The data:
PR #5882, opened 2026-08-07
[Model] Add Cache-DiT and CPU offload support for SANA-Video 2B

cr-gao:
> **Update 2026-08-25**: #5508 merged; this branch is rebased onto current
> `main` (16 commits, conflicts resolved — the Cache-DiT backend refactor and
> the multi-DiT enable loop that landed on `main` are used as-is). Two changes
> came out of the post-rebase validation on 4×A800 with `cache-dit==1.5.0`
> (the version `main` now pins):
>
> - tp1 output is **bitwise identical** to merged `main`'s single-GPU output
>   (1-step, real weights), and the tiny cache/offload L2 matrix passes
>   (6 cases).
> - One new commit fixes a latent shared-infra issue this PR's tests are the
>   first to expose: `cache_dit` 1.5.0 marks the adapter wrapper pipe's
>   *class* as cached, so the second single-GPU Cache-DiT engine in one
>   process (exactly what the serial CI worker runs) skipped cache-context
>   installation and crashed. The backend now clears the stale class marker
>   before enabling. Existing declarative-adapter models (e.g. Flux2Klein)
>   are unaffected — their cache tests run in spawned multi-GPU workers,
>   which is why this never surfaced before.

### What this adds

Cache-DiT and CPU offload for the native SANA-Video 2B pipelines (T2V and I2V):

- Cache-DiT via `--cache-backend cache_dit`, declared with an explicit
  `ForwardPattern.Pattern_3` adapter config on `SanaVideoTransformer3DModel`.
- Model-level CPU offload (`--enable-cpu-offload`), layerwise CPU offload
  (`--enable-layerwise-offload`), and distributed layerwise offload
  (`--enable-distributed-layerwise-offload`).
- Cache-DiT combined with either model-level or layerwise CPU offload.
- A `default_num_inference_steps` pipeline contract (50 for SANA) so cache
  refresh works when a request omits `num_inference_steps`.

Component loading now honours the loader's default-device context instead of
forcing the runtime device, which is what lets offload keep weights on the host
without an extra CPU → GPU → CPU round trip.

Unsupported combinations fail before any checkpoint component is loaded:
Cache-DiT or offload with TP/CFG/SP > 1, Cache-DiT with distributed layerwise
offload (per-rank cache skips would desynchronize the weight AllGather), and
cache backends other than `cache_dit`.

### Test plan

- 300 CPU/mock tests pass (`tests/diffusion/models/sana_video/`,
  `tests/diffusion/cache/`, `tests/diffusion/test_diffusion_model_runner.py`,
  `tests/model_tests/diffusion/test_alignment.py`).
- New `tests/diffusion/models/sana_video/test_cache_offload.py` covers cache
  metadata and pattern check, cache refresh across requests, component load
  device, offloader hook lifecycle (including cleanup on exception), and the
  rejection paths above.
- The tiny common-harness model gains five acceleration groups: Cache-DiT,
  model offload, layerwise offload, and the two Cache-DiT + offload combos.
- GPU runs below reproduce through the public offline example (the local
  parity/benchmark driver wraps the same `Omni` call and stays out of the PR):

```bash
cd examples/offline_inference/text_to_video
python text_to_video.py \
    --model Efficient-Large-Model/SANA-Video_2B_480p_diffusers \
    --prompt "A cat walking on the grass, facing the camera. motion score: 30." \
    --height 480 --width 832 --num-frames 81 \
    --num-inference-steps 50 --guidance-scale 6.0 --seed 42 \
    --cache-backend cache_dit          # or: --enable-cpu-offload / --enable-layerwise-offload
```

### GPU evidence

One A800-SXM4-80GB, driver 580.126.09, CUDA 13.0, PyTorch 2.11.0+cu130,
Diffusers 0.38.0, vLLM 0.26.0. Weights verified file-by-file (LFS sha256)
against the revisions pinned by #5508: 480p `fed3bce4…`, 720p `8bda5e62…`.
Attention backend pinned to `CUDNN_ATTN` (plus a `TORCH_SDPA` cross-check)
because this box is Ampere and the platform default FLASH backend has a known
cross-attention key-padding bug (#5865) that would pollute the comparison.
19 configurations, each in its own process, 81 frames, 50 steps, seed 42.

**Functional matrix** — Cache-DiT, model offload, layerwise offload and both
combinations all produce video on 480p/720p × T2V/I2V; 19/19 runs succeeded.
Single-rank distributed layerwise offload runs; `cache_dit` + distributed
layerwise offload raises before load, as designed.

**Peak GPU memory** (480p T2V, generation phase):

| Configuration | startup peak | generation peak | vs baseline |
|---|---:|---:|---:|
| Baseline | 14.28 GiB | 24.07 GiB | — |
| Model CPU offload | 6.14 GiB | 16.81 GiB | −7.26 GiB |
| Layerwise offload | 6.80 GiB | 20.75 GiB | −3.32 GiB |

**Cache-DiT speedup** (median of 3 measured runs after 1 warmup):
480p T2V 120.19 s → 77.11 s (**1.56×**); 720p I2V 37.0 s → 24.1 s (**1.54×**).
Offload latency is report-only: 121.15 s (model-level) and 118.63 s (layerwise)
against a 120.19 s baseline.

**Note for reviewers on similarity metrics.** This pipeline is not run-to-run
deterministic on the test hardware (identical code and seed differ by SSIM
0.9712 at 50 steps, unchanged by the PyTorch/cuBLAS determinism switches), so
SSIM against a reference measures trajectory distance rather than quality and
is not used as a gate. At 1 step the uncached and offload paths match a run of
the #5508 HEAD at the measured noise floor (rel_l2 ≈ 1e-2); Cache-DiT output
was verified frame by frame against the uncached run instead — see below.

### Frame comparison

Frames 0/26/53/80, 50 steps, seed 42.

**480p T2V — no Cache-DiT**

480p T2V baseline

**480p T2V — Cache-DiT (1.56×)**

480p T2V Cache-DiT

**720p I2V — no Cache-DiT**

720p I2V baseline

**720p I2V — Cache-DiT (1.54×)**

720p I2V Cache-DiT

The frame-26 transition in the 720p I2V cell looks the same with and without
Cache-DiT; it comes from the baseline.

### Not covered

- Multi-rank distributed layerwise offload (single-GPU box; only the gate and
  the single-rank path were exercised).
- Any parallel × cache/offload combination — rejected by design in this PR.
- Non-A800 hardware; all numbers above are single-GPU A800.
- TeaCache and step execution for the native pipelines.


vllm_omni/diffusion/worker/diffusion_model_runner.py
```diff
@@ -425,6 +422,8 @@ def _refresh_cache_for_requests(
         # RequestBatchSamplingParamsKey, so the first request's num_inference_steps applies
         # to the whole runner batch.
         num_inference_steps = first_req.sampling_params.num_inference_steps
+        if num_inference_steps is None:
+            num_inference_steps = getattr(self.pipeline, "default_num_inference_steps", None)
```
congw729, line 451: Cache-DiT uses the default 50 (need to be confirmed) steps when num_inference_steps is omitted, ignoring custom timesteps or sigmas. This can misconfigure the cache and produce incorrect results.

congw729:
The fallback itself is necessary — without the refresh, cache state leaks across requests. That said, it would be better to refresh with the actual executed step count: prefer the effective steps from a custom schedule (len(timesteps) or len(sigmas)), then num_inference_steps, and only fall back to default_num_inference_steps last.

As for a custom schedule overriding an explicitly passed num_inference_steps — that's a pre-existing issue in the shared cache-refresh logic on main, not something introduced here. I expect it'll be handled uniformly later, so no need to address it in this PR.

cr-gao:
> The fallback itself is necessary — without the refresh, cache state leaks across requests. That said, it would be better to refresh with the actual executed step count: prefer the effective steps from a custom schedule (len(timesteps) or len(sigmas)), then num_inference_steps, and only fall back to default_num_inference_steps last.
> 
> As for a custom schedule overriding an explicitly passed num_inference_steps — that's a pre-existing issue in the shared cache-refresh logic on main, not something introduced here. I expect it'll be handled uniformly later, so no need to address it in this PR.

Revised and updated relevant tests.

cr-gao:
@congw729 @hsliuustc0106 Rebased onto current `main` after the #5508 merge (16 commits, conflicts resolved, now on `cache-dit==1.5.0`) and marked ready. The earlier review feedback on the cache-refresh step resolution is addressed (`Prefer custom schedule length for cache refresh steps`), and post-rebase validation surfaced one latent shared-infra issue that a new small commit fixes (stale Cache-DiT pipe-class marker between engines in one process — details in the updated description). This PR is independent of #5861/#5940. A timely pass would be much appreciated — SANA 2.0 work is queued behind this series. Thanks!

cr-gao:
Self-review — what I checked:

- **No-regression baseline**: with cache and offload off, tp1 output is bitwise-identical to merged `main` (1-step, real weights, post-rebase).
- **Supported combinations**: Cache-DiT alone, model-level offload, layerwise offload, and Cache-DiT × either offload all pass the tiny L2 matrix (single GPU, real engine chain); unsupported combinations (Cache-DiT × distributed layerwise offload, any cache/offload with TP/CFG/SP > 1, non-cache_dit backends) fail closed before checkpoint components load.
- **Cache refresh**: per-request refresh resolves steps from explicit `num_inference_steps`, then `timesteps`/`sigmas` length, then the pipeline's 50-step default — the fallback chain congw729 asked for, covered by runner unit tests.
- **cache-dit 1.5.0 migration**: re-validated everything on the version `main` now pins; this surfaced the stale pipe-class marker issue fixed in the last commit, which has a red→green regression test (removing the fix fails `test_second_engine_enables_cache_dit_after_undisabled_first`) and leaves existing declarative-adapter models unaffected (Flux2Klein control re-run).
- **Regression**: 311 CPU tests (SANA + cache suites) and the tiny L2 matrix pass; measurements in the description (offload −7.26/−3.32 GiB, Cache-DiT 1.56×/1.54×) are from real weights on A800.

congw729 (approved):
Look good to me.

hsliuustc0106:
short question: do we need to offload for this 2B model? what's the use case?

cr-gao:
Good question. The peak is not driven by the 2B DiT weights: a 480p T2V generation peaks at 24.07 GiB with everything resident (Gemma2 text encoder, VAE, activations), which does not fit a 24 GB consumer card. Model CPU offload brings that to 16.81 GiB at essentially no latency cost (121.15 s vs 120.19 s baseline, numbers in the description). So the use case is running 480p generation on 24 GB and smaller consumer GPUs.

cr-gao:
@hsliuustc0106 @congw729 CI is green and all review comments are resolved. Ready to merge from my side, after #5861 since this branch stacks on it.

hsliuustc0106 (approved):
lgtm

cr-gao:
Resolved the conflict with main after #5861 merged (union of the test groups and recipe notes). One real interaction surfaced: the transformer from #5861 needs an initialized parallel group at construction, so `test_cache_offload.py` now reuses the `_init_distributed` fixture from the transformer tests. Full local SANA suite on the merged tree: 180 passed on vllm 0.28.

Problem to solve:
Return exactly the lines above from the line that has "Self-review — what" through the line that has "- **cache-dit 1.5.0", inclusive, and nothing else.

Response to the exercise:
Self-review — what I checked:

- **No-regression baseline**: with cache and offload off, tp1 output is bitwise-identical to merged `main` (1-step, real weights, post-rebase).
- **Supported combinations**: Cache-DiT alone, model-level offload, layerwise offload, and Cache-DiT × either offload all pass the tiny L2 matrix (single GPU, real engine chain); unsupported combinations (Cache-DiT × distributed layerwise offload, any cache/offload with TP/CFG/SP > 1, non-cache_dit backends) fail closed before checkpoint components load.
- **Cache refresh**: per-request refresh resolves steps from explicit `num_inference_steps`, then `timesteps`/`sigmas` length, then the pipeline's 50-step default — the fallback chain congw729 asked for, covered by runner unit tests.
- **cache-dit 1.5.0 migration**: re-validated everything on the version `main` now pins; this surfaced the stale pipe-class marker issue fixed in the last commit, which has a red→green regression test (removing the fix fails `test_second_engine_enables_cache_dit_after_undisabled_first`) and leaves existing declarative-adapter models unaffected (Flux2Klein control re-run).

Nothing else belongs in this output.